[EXERCISE DESCRIPTION]
Which lines hold the string "pull"? Copy each of them from the material below.

[PROVIDED MATERIAL]
PR #192, opened 2021-12-05
[qt] allow to build without widgets and other cmake improvements

rinigus:
This PR brings improvements to CMake/Qt which target

- better support for install directories (lib, bin, include all come from defined env vars)
- allows to build Maplibre on platforms missing OpenGL and Qt Widgets
- brings CMake import that can be used for linking against it

Example platforms missing Widgets and OpenGL: Sailfish OS and Ubuntu Touch. 

This PR combines changes in https://github.com/mapbox/mapbox-gl-native/pull/16591 . Large sections are based on @PureTryOut work on CMake config from that PR.

### DIFF
--- a/platform/qt/qt.cmake
+++ b/platform/qt/qt.cmake
@@ -244,6 +244,12 @@ install(FILES
 	DESTINATION ${CMAKECONFIG_INSTALL_DIR}
 	COMPONENT development)
 
+install(
+    DIRECTORY include/mbgl
+    DESTINATION "${CMAKE_INSTALL_INCLUDEDIR}"
+    COMPONENT development
+)
+
 # FIXME: Because of rapidjson conversion
 target_include_directories(
     qmapboxgl
--- a/platform/qt/qt.cmake
+++ b/platform/qt/qt.cmake
@@ -9,17 +9,23 @@ message(STATUS "Version ${MBGL_QT_VERSION}")
 
 option(MBGL_QT_STATIC "Build Mapbox GL Qt bindings staticly" OFF)
 option(MBGL_QT_LIBRARY_ONLY "Build only libraries" OFF)
+option(MBGL_WITH_QT_HEADLESS "Build Mapbox GL Qt with headless support" ON)
 option(MBGL_QT_WITH_INTERNAL_SQLITE "Build Mapbox GL Qt bindings with internal sqlite" $<NOT:$<BOOL:${MBGL_QT_STATIC}>>)
 
 find_package(QT NAMES Qt6 Qt5 COMPONENTS Core REQUIRED)
 find_package(Qt${QT_VERSION_MAJOR}
              COMPONENTS Gui
                         Network
-                        OpenGL
-                        Widgets
              REQUIRED)
 if (Qt6_FOUND)
     find_package(Qt${QT_VERSION_MAJOR}OpenGLWidgets REQUIRED)
+endif()
+
+if(MBGL_WITH_QT_HEADLESS OR NOT MBGL_QT_LIBRARY_ONLY)
+    find_package(Qt${QT_VERSION_MAJOR}
+                 COMPONENTS OpenGL
+                            Widgets
+                 REQUIRED)
 endif()
 
 if(NOT MBGL_QT_WITH_INTERNAL_SQLITE)
@@ -88,7 +94,6 @@ target_sources(
         ${PROJECT_SOURCE_DIR}/platform/qt/src/async_task_impl.hpp
         ${PROJECT_SOURCE_DIR}/platform/qt/src/number_format.cpp
         ${PROJECT_SOURCE_DIR}/platform/qt/src/gl_functions.cpp
-        ${PROJECT_SOURCE_DIR}/platform/qt/src/headless_backend_qt.cpp
         $<$<BOOL:${MBGL_PUBLIC_BUILD}>:${PROJECT_SOURCE_DIR}/platform/qt/src/http_file_source.cpp>
         $<$<BOOL:${MBGL_PUBLIC_BUILD}>:${PROJECT_SOURCE_DIR}/platform/qt/src/http_file_source.hpp>
         $<$<BOOL:${MBGL_PUBLIC_BUILD}>:${PROJECT_SOURCE_DIR}/platform/qt/src/http_request.cpp>
@@ -106,6 +111,19 @@ target_sources(
         ${PROJECT_SOURCE_DIR}/platform/qt/src/utf.cpp
 )
 
+if(MBGL_WITH_QT_HEADLESS OR NOT MBGL_QT_LIBRARY_ONLY)
+    target_sources(
+        mbgl-core
+        PRIVATE
+           ${PROJECT_SOURCE_DIR}/platform/qt/src/headless_backend_qt.cpp
+    )
+    target_link_libraries(
+        mbgl-core
+        PRIVATE
+	   Qt${QT_VERSION_MAJOR}::OpenGL
+    )
+endif()
+
 target_compile_definitions(
     mbgl-core
     PRIVATE QT_IMAGE_DECODERS
@@ -117,16 +135,17 @@ target_include_directories(
     PRIVATE ${PROJECT_SOURCE_DIR}/platform/default/include
 )
 
+include(GNUInstallDirs)
 include(${PROJECT_SOURCE_DIR}/vendor/nunicode.cmake)
 if(MBGL_QT_STATIC)
     install(TARGETS mbgl-vendor-csscolorparser
-            ARCHIVE DESTINATION lib
+            ARCHIVE DESTINATION "${CMAKE_INSTALL_LIBDIR}"
     )
     install(TARGETS mbgl-vendor-nunicode
-            ARCHIVE DESTINATION lib
+            ARCHIVE DESTINATION "${CMAKE_INSTALL_LIBDIR}"
     )
     install(TARGETS mbgl-vendor-parsedate
-            ARCHIVE DESTINATION lib
+            ARCHIVE DESTINATION "${CMAKE_INSTALL_LIBDIR}"
     )
 endif()
 
@@ -139,7 +158,6 @@ target_link_libraries(
         Qt${QT_VERSION_MAJOR}::Core
         Qt${QT_VERSION_MAJOR}::Gui
         Qt${QT_VERSION_MAJOR}::Network
-        Qt${QT_VERSION_MAJOR}::OpenGL
         $<IF:$<BOOL:${MBGL_QT_WITH_INTERNAL_SQLITE}>,mbgl-vendor-sqlite,Qt${QT_VERSION_MAJOR}::Sql>
         $<$<PLATFORM_ID:Linux>:$<IF:$<BOOL:${MBGL_QT_WITH_INTERNAL_ICU}>,mbgl-vendor-icu,ICU::uc>>
         mbgl-vendor-nunicode
@@ -147,7 +165,7 @@ target_link_libraries(
 
 if(MBGL_QT_STATIC)
     install(TARGETS mbgl-core
-            ARCHIVE DESTINATION lib
+            ARCHIVE DESTINATION "${CMAKE_INSTALL_LIBDIR}"
     )
 endif()
 
@@ -188,6 +206,7 @@ target_sources(
 set_target_properties(
     qmapboxgl PROPERTIES
     AUTOMOC ON
+    EXPORT_NAME QMapboxGL
     OUTPUT_NAME QMapboxGL
     VERSION ${MBGL_QT_VERSION}
     SOVERSION ${MBGL_QT_VERSION_COMPATIBILITY}
@@ -201,6 +220,30 @@ if (NOT MBGL_QT_STATIC)
     )
 endif()
 
+include(CMakePackageConfigHelpers)
+set(CMAKECONFIG_INSTALL_DIR ${CMAKE_INSTALL_LIBDIR}/cmake/qmapboxgl/)
+
+configure_package_config_file(
+	"platform/qt/QMapboxGLConfig.cmake.in"
+	"${CMAKE_CURRENT_BINARY_DIR}/QMapboxGLConfig.cmake"
+	INSTALL_DESTINATION ${CMAKECONFIG_INSTALL_DIR}
+	PATH_VARS CMAKE_INSTALL_PREFIX CMAKE_INSTALL_INCLUDEDIR
+	CMAKE_INSTALL_LIBDIR NO_CHECK_REQUIRED_COMPONENTS_MACRO)
+
+write_basic_package_version_file(${CMAKE_CURRENT_BINARY_DIR}/QMapboxGLConfigVersion.cmake
+	VERSION ${MBGL_QT_VERSION}
+	COMPATIBILITY AnyNewerVersion)
+
+install(EXPORT QMapboxGLTargets
+	DESTINATION ${CMAKECONFIG_INSTALL_DIR}
+	COMPONENT development)
+
+install(FILES
+	"${CMAKE_CURRENT_BINARY_DIR}/QMapboxGLConfig.cmake"
+	"${CMAKE_CURRENT_BINARY_DIR}/QMapboxGLConfigVersion.cmake"
+	DESTINATION ${CMAKECONFIG_INSTALL_DIR}
+	COMPONENT development)
+
 # FIXME: Because of rapidjson conversion
 target_include_directories(
     qmapboxgl
@@ -209,7 +252,7 @@ target_include_directories(
 
 target_include_directories(
     qmapboxgl
-    PUBLIC ${PROJECT_SOURCE_DIR}/platform/qt/include
+    PRIVATE ${PROJECT_SOURCE_DIR}/platform/qt/include
 )
 
 target_compile_definitions(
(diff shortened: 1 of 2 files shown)


rinigus:
Looks like mbgl includes are not installed. Will look into that as well.

kiibimees:
Would be nice if all install commands are wrapped with MBGL_QT_STATIC check. This flag can be used to build and install Qt plugin as one library that has Maplibre linked in - when including Maplibre as a git submodule in the same build tree. Or are there any other ideas how to build Qt plugin in the future?

rinigus:
@kiibimees : I haven't checked with static builds, but I would expect that to work for static as well. Why do you want to limit it to static builds only?

For background: I am using qmapboxgl directly through unofficial QML bindings, without Qt Location plugins. So, I am using dynamic version of the lib myself.

kiibimees:
Yes, I'm sorry - I was a bit hasty. The `MBGL_QT_STATIC` was introduced by @ntadej , to _install_ more libs addition to the main `qmapboxgl` when static linking. It wasn't there in the Mapbox times, when Qt plugin was built as part of QtLocation, and libs were linked in the same build tree, and only the plugin itself was finally _installed_. It would be nice to have a flag that can be used to disable all CMake install commands. Apparently this doesn't exists yet and creating it can easily be a separate task.

ntadej:
Just to add that supporting a working static build is always useful in my opinion as static linking may be easier on some platforms. Probably we could factor out some of those things to not be Qt-specific but in my changes I wanted to touch as little other platform code as possible.

rinigus:
@kiibimees, regarding disabling install flag. Would in that case just not calling `make install` do? If you don't want to install, just run `make`. Or do I miss something?

ntadej:
Personally I'd like to have install also for the static build work correctly.

rinigus:
> Personally I'd like to have install also for the static build work correctly.

yes, that would be reasonable assumption. is it missing something with these changes?

rinigus:
PS: found some errors when configuring at cmake step with `-DMBGL_QT_STATIC=ON`:

```
CMake Error: install(EXPORT "QMapboxGLTargets" ...) includes target "qmapboxgl" which requires target "mbgl-compiler-options" that is not in any export set.
CMake Error: install(EXPORT "QMapboxGLTargets" ...) includes target "qmapboxgl" which requires target "mbgl-core" that is not in any export set.
```

can't make sense out of it, though.

kiibimees:
> @kiibimees, regarding disabling install flag. Would in that case just not calling `make install` do? If you don't want to install, just run `make`. Or do I miss something?

Well, the trouble is that in case we link to the Maplibre in one build tree that builds a library itself (for example Qt plugin, inside one big QtLocation CMake build tree), then we want to install the plugin, but only the plugin, because Maplibre is statically linked to the pluigin lib file.

rinigus:
@kiibimees: understood. then it would be easier to disable it here if requested in config stage

kiibimees:
> PS: found some errors when configuring at cmake step with `-DMBGL_QT_STATIC=ON`:
> 
> ```
> CMake Error: install(EXPORT "QMapboxGLTargets" ...) includes target "qmapboxgl" which requires target "mbgl-compiler-options" that is not in any export set.
> CMake Error: install(EXPORT "QMapboxGLTargets" ...) includes target "qmapboxgl" which requires target "mbgl-core" that is not in any export set.
> ```
> 
> can't make sense out of it, though.

It's because you also need to export all dependent targets:

rinigus:
Now, if I set 
```
if(MBGL_QT_STATIC)
    install(TARGETS mbgl-core
            EXPORT QMapboxGLTargets
            ARCHIVE DESTINATION "${CMAKE_INSTALL_LIBDIR}"
    )
endif()
```

I will get a host of following errors:
```
CMake Error in CMakeLists.txt:
  Target "mbgl-core" INTERFACE_INCLUDE_DIRECTORIES property contains path:

    "/home/.../maplibre-gl-native/include"

  which is prefixed in the source directory.


CMake Error: install(EXPORT "QMapboxGLTargets" ...) includes target "mbgl-core" which requires target "mapbox-base-extras-kdbush.hpp" that is not in any export set.
CMake Error: install(EXPORT "QMapboxGLTargets" ...) includes target "mbgl-core" which requires target "mapbox-base-supercluster.hpp" that is not in any export set.
CMake Error: install(EXPORT "QMapboxGLTargets" ...) includes target "mbgl-core" which requires target "mapbox-base-shelf-pack-cpp" that is not in any export set.
CMake Error: install(EXPORT "QMapboxGLTargets" ...) includes target "mbgl-core" which requires target "mapbox-base-geojson-vt-cpp" that is not in any export set.
CMake Error: install(EXPORT "QMapboxGLTargets" ...) includes target "mbgl-core" which requires target "mapbox-base-cheap-ruler-cpp" that is not in any export set.
CMake Error: install(EXPORT "QMapboxGLTargets" ...) includes target "mbgl-core" which requires target "mbgl-compiler-options" that is not in any export set.
CMake Error: install(EXPORT "QMapboxGLTargets" ...) includes target "mbgl-core" which requires target "mbgl-vendor-boost" that is not in any export set.
CMake Error: install(EXPORT "QMapboxGLTargets" ...) includes target "mbgl-core" which requires target "mbgl-vendor-csscolorparser" that is not in any export set.
CMake Error: install(EXPORT "QMapboxGLTargets" ...) includes target "mbgl-core" which requires target "mbgl-vendor-earcut.hpp" that is not in any export set.
CMake Error: install(EXPORT "QMapboxGLTargets" ...) includes target "mbgl-core" which requires target "mbgl-vendor-eternal" that is not in any export set.
CMake Error: install(EXPORT "QMapboxGLTargets" ...) includes target "mbgl-core" which requires target "mbgl-vendor-parsedate" that is not in any export set.
CMake Error: install(EXPORT "QMapboxGLTargets" ...) includes target "mbgl-core" which requires target "mbgl-vendor-polylabel" that is not in any export set.
CMake Error: install(EXPORT "QMapboxGLTargets" ...) includes target "mbgl-core" which requires target "mbgl-vendor-protozero" that is not in any export set.
CMake Error: install(EXPORT "QMapboxGLTargets" ...) includes target "mbgl-core" which requires target "mbgl-vendor-unique_resource" that is not in any export set.
CMake Error: install(EXPORT "QMapboxGLTargets" ...) includes target "mbgl-core" which requires target "mbgl-vendor-vector-tile" that is not in any export set.
CMake Error: install(EXPORT "QMapboxGLTargets" ...) includes target "mbgl-core" which requires target "mbgl-vendor-wagyu" that is not in any export set.
CMake Error: install(EXPORT "QMapboxGLTargets" ...) includes target "mbgl-core" which requires target "mapbox-base" that is not in any export set.
CMake Error: install(EXPORT "QMapboxGLTargets" ...) includes target "mbgl-core" which requires target "mapbox-base-extras-expected-lite" that is not in any export set.
CMake Error: install(EXPORT "QMapboxGLTargets" ...) includes target "mbgl-core" which requires target "mapbox-base-extras-rapidjson" that is not in any export set.
CMake Error: install(EXPORT "QMapboxGLTargets" ...) includes target "mbgl-core" which requires target "mapbox-base-geojson.hpp" that is not in any export set.
CMake Error: install(EXPORT "QMapboxGLTargets" ...) includes target "mbgl-core" which requires target "mapbox-base-geometry.hpp" that is not in any export set.
CMake Error: install(EXPORT "QMapboxGLTargets" ...) includes target "mbgl-core" which requires target "mapbox-base-optional" that is not in any export set.
CMake Error: install(EXPORT "QMapboxGLTargets" ...) includes target "mbgl-core" which requires target "mapbox-base-variant" that is not in any export set.
CMake Error: install(EXPORT "QMapboxGLTargets" ...) includes target "mbgl-core" which requires target "mbgl-vendor-nunicode" that is not in any export set.
CMake Error: install(EXPORT "QMapboxGLTargets" ...) includes target "qmapboxgl" which requires target "mbgl-compiler-options" that is not in any export set.
```

Looks like current static lib install is way off already... Tips?

kiibimees:
> Looks like current static lib install is way off already... Tips?
Yes, I might have a good tip. I ran into the same problem when building Qt plugin for iOS. All the libs that you need only on build time, you can link like this:
``target_link_libraries(StaticLibrary PRIVATE "$<BUILD_INTERFACE:PrivateInterface>")``

kiibimees:
Ou, and.... @rinigus , forget my talk about a special flag to disable all install commands. Instead, I can just use EXCLUDE_FROM_ALL when including maplibre subdir and all install targets are ignored.

rinigus:
@kiibimees, thanks! I feel way out of my level with CMake. @PureTryOut - want to take a look?

kiibimees:
But, it seems that it's not enough. It will break the export/install dependencies but it will not combine all dependent libs into one file, and using the lib downstream will give "undefined symbol" linker error.

Described here: https://cmake.org/pipermail/cmake/2018-September/068263.html

kiibimees:
Now, the simplest solution that I found is to [make mbgl-* libs as OBJECT libs, not STATIC libs](https://github.com/kiibimees/maplibre-gl-native/commit/0f6ef7904383474bb77a99ac0f8cd24b01572cdc). In that case it is possible to generate single file **static** lib that has all the other "static" libs bundled in, like my [Qt plugin](https://codereview.qt-project.org/c/qt/qtlocation/+/382087/4/src/plugins/geoservices/maplibregl/CMakeLists.txt) now.

kiibimees:
Now, the simplest solution that I found is to [make mbgl-* libs as OBJECT libs, not STATIC libs](https://github.com/kiibimees/maplibre-gl-native/commit/0f6ef7904383474bb77a99ac0f8cd24b01572cdc). In that case it is possible to generate single file **static** lib that has all the other "static" libs bundled in, like my [Qt plugin](https://codereview.qt-project.org/c/qt/qtlocation/+/382087/4/src/plugins/geoservices/maplibregl/CMakeLists.txt) now.

rinigus:
@kiibimees: disclosure - I am not following what is going on and why STATIC -> OBJECT replacement would help. In general, CMake is relatively new for me and I mainly try to pass by with it. Just hoping that this PR would be more help than harm done in larger picture.

I have tested whether your changes from https://github.com/kiibimees/maplibre-gl-native/commit/0f6ef7904383474bb77a99ac0f8cd24b01572cdc would help. Unfortunately, no, I am still getting long list of 

```
CMake Error: install(EXPORT "QMapboxGLTargets" ...) includes target "mbgl-core" which requires target "mapbox-base-extras-kdbush.hpp" that is not in any export set.
...
```

Some of them can be dropped by adding EXPORT into 
```
if(MBGL_QT_STATIC)
    install(TARGETS mbgl-vendor-csscolorparser
            EXPORT QMapboxGLTargets
            ARCHIVE DESTINATION "${CMAKE_INSTALL_LIBDIR}"
    )
    install(TARGETS mbgl-vendor-nunicode
            EXPORT QMapboxGLTargets
            ARCHIVE DESTINATION "${CMAKE_INSTALL_LIBDIR}"
    )
    install(TARGETS mbgl-vendor-parsedate
            EXPORT QMapboxGLTargets
            ARCHIVE DESTINATION "${CMAKE_INSTALL_LIBDIR}"
    )
endif()
```

but the rest is probably of qt platform somewhere.

platform/qt/qt.cmake
```diff
@@ -9,19 +9,25 @@ message(STATUS "Version ${MBGL_QT_VERSION}")
 
 option(MBGL_QT_STATIC "Build Mapbox GL Qt bindings staticly" OFF)
 option(MBGL_QT_LIBRARY_ONLY "Build only libraries" OFF)
+option(MBGL_WITH_QT_HEADLESS "Build Mapbox GL Qt with headless support" ON)
```
kiibimees, line 12: What's the idea of this headless version? Isn't it basically the same as MBGL_QT_LIBRARY_ONLY?

platform/qt/qt.cmake
```diff
@@ -236,24 +279,25 @@ if(MSVC)
         set_target_properties(mbgl-core PROPERTIES COMPILE_PDB_NAME mbgl-cored)
         set_target_properties(qmapboxgl PROPERTIES COMPILE_PDB_NAME QMapboxGLd)
 
-        install(FILES $<TARGET_FILE_DIR:mbgl-vendor-csscolorparser>/mbgl-vendor-csscolorparserd.pdb CONFIGURATIONS "Debug" DESTINATION lib)
-        install(FILES $<TARGET_FILE_DIR:mbgl-vendor-nunicode>/mbgl-vendor-nunicoded.pdb CONFIGURATIONS "Debug" DESTINATION lib)
-        install(FILES $<TARGET_FILE_DIR:mbgl-vendor-parsedate>/mbgl-vendor-parsedated.pdb CONFIGURATIONS "Debug" DESTINATION lib)
+        install(FILES $<TARGET_FILE_DIR:mbgl-vendor-csscolorparser>/mbgl-vendor-csscolorparserd.pdb CONFIGURATIONS "Debug" DESTINATION "${CMAKE_INSTALL_LIBDIR}")
```
kiibimees, line 288: IMHO these pdb install targets can be remoted totally. They should be automatic in CMake, dependin on the build type and compiler, no?

platform/qt/qt.cmake
```diff
@@ -236,24 +279,25 @@ if(MSVC)
...
 
 install(TARGETS qmapboxgl
-        RUNTIME DESTINATION bin
-        FRAMEWORK DESTINATION lib
-        LIBRARY DESTINATION lib
-        ARCHIVE DESTINATION lib
-        INCLUDES DESTINATION include
-        PUBLIC_HEADER DESTINATION include
+        EXPORT QMapboxGLTargets
+        RUNTIME DESTINATION "${CMAKE_INSTALL_BINDIR}"
```
kiibimees, line 301: I think that this is not needed to be defined explixitly, if they are set to CMake defaults. The default is set anyway.

platform/qt/qt.cmake
```diff
@@ -201,6 +220,30 @@ if (NOT MBGL_QT_STATIC)
     )
 endif()
 
+include(CMakePackageConfigHelpers)
+set(CMAKECONFIG_INSTALL_DIR ${CMAKE_INSTALL_LIBDIR}/cmake/qmapboxgl/)
+
+configure_package_config_file(
+	"platform/qt/QMapboxGLConfig.cmake.in"
+	"${CMAKE_CURRENT_BINARY_DIR}/QMapboxGLConfig.cmake"
```
kiibimees, line 228: Perhaps putting all CMake package config files somewhere in more general, not under binary dir, is a bit more logical. "PACKAGE_DIR/cmake" or something. Then both libs/bin and include can be referenced from the same general place.

kiibimees:
I'm also a bit new to CMake but as far as I understand, this is how CMake is built. If you want to build and export a single file *static* library like this:
```
add_library(qmapboxgl STATIC)
```

then you have to link all dependency libraries only at build time, by using CMake generator expressions:

```
target_link_libraries(
    qmapboxgl
    PRIVATE
        Qt${QT_VERSION_MAJOR}::Core
        Qt${QT_VERSION_MAJOR}::Gui
        "$<BUILD_INTERFACE:mbgl-compiler-options>"
        "$<BUILD_INTERFACE:mbgl-core>"
)
```

And, it's very important that the libraries are OBJECT libraries, and none of these object libraries have no extra dependent OBJECT library. If they have, you need to link them all directly.

```
target_link_libraries(
    qmapboxgl
    PRIVATE
        Qt${QT_VERSION_MAJOR}::Core
        Qt${QT_VERSION_MAJOR}::Gui
        "$<BUILD_INTERFACE:mbgl-core>"
        "$<BUILD_INTERFACE:mbgl-vendor-parsedate>"
        "$<BUILD_INTERFACE:mbgl-vendor-nunicode>"
        "$<BUILD_INTERFACE:mbgl-vendor-csscolorparser>"
)
```

...otherwise you get "undefined symbol" on linking when consuming that library, because objects of recursive dependency libraries are not copied in to the final library file.

Import/export definition of classes is also important because right now symbols are not exported when buildin static lib:
```
#if !defined(QT_MAPBOXGL_STATIC)
#  if defined(QT_BUILD_MAPBOXGL_LIB)
#    define Q_MAPBOXGL_EXPORT Q_DECL_EXPORT
#  else
#    define Q_MAPBOXGL_EXPORT Q_DECL_IMPORT
#  endif
#else
#  define Q_MAPBOXGL_EXPORT
#endif
```
...this way it cannot be used in a CMake package because downstream linking is not in the same build tree.

I make some some improvements into @ntadej  and @rinigus code and tested it with a separate 'client' app that used CMake package. Have a look here:
https://github.com/kiibimees/maplibre-gl-native/commit/f4748a92190ea0556d8630b1979f6fbda9c3b354

This will now create one single file library file. Both fot static and shared, and no need to install the dependent libs anymore.

platform/qt/qt.cmake
rinigus: Headless requires OpenGL and widgets. Library only allows you to build a version which is running on GLES. This is important for platforms without QtWidgets or OpenGL - such as some mobile Linux distributions.

platform/qt/qt.cmake
rinigus: As far as I remember, this is temporary destination. The install will put it into the correct location on your filesystem.

rinigus:
@kiibimees: thank you very much for your help and review! I will have to look into your suggestions a bit more. Replied to few questions that I knew the answer for from the top of my head, others would need a bit of work on my side. I'll come back to it and will respond to you, hopefully tonight.

platform/qt/qt.cmake
kiibimees: No, the comment was was this line `INSTALL_DESTINATION ${CMAKECONFIG_INSTALL_DIR}`.

`CMAKECONFIG_INSTALL_DIR` is set to `${CMAKE_INSTALL_LIBDIR}/cmake/qmapboxgl/` but CMake cannot find the files when starting from top package dir. It starts to search like this: https://cmake.org/cmake/help/latest/command/find_package.html#config-mode-search-procedure

platform/qt/qt.cmake
kiibimees: For some reason I still don't undestand this "headless" business :). Can you provide a few simple examples for all three (none / headless / library) usage? I can think of only three:

1. Running the Maplibre Qt demo app directly from this reposotory.
2. Including Maplibre into some other build tree (as a git submodule, for example, like QtLocation plugin).
3. Building a library, making a package, and making find_package from some other applicationäs build tree.

kiibimees:
No problem. I started testing my changes on different platforms and found one missing dependency (forgot to add mggl-compiler-options to qmapboxgl). Now, @rinigus , I took you changes, added my changes, and a few more smaller improvements, and the [tip of this branch](https://github.com/kiibimees/maplibre-gl-native/commits/qt6_plugin) now compiles in my case on MSVC, Android and iOS. Also as a part of QtLocation. And, it provides one bundled lib file (which is very important for QtLocarion). And it creates a CMake package (in case on install target) as you wanted.

Hane a look!

platform/qt/qt.cmake
rinigus: Headless component gets on a way if you don't have OpenGL, as some Qt platforms do. Corresponding code: https://github.com/maplibre/maplibre-gl-native/blob/master/platform/qt/src/headless_backend_qt.cpp . Hence I want to be able to drop it, as I do on Sailfish. To your examples:

1. demo app - that I haven't checked thoroughly. as it is using QtWidgets and, in Sailfish case we don't have that either, headless is enabled
2. git submodule. that would depend on what you use in submodule, tbh. I don't know what is in QtLocation plugin precisely and don't know whether it is exposing headless functionality. if you don't use it, there is no need for it and you may want to skip OpenGL requirements as well.
3. separate lib: again, as in 2, it depends on platform and your application. in my case, headless is no go and I will disable it before linking with my QML plugin. For some other users (if we have any), it could be different.

As not many know about the flag, I would suggest to keep it enabled by default.

Hopefully, I replied to you.

rinigus:
@kiibimees: looks very promising! Just running `make install` leads to 

```
-- Install configuration: "Release"
CMake Error at cmake_install.cmake:58 (file):
  file cannot create directory: /usr/cmake.  Maybe need administrative
  privileges.
```

instead of trying to install it to `/usr/lib64/cmake/QMapboxGL/`. When looking on my Linux PC, that would be an expected location for it. `/usr/cmake` is empty over here.

kiibimees:
> instead of trying to install it to `/usr/lib64/cmake/QMapboxGL/`. When looking on my Linux PC, that would be an expected location for it. `/usr/cmake` is empty over here.

Perhaps the problem is that you haven't specified [CMAKE_INSTALL_PREFIX](https://cmake.org/cmake/help/v3.0/variable/CMAKE_INSTALL_PREFIX.html)? To make truely relocatable packages, most of the paths must be relative, and they are relative to this variable. And if not set explicitly, it's default is system dependent. And, note that there is a difference in just installing the libs into the system OS and creating CMake package.

platform/qt/qt.cmake
kiibimees: Aha, you mean that you don't have OpenGL Qt module? Because you must have OpenGL in the system in general.

But, about the `headless_backend_qt.cpp` - why do we need it at all? For tests? I think I'm missing something here.

rinigus:
No, that was specified: `-DCMAKE_INSTALL_PREFIX:PATH=/usr`. You tested it on Windows, Android, and iOS, right? 

CMake config path should be set not to cmake as was done in your patch, but the value from this PR. For example, see  https://github.com/google/snappy/blob/master/CMakeLists.txt#L390 for same setting.

In your branch, it is line https://github.com/kiibimees/maplibre-gl-native/blob/qt6_plugin/platform/qt/qt.cmake#L211

platform/qt/qt.cmake
rinigus: Sorry, missed it last night. On some platforms you may not have OpenGL fully. For those, there is no Qt module either :). Same goes for QtWidgets.

I haven't used it, but I think headless could be used if you need to have a map tile rendered using MapboxGL. Could be handy, actually.

platform/qt/qt.cmake
kiibimees: Aha! I'm sorry. Now I understand the point of putting cmake config files under lib folder. This way the package can be installed to a system lib path and it can act both as system libs and CMake package. I reverted my change. Try that one:
https://github.com/kiibimees/maplibre-gl-native/commit/adeaaff713479ca1524c8adc5299e8d242a444f9

kiibimees:
Aha! I'm sorry. Now I understand the point of putting cmake config files under lib folder. This way the package can be installed to a system lib path and it can act both as system libs and CMake package. I reverted my change. Try that one:
https://github.com/kiibimees/maplibre-gl-native/commit/adeaaff713479ca1524c8adc5299e8d242a444f9

rinigus:
@kiibimees, will continue testing tomorrow. So far, dynamic and static lib install worked, excellent work! Will have to check some other combinations as well.

kiibimees:
@rinigus , did you manage to test?

rinigus:
No, not fully yet. Was planning to do it over this weekend. Sorry, had to finish one other project before .

rinigus:
@kiibimees - I can see that you submitted https://github.com/maplibre/maplibre-gl-native/pull/197 - should I test directly that?

rinigus:
Tested and commented at #197

rinigus:
Closing this as development proceeded in #197 by @kiibimees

[YOUR RESPONSE]
This PR combines changes in https://github.com/mapbox/mapbox-gl-native/pull/16591 . Large sections are based on @PureTryOut work on CMake config from that PR.
@kiibimees - I can see that you submitted https://github.com/maplibre/maplibre-gl-native/pull/197 - should I test directly that?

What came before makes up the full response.